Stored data

PR #5153, opened 2024-08-04
Refactoring ConsentableItem to simplify Pydantic v2 migration

galvana:
### Description Of Changes

Updating the `ConsentableItem` schema to use `external_id` instead of `id` to remove the need for a custom `from_orm` function. Using `external_id` allows us to just map the SQLAlchemy model's `external_id` to the Pydantic model's `external_id` without needing to map `external_id` to `id`.

### Code Changes

* [ ] Updating `ConsentableItem` and removing the custom `from_orm`

### Steps to Confirm

* [ ] Tests should pass

### Pre-Merge Checklist

### DIFF
--- a/src/fides/api/schemas/consentable_item.py
+++ b/src/fides/api/schemas/consentable_item.py
@@ -1,37 +1,21 @@
-from typing import List, Optional, Type
+from typing import List, Optional
 
-from pydantic import BaseModel, Field
+from pydantic import Field
 
-from fides.api.models.consent_automation import ConsentableItem as ConsentableItemModel
+from fides.api.schemas.base_class import FidesSchema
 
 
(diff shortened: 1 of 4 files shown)


src/fides/api/schemas/consentable_item.py
```diff
@@ -1,38 +1,22 @@
...
 
-    id: str
+    external_id: str
     type: str
     name: str
     notice_id: Optional[str] = None
     children: List["ConsentableItem"] = Field(default_factory=list)
     unmapped: Optional[bool] = False
 
-    @classmethod
```
eastandwestwind, line 20: nice that we can get rid of this!

eastandwestwind (approved):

What the exercise asks =
Working from the entries above, find every line in which the word "typing" occurs and copy it.

Answer space =
-from typing import List, Optional, Type
+from typing import List, Optional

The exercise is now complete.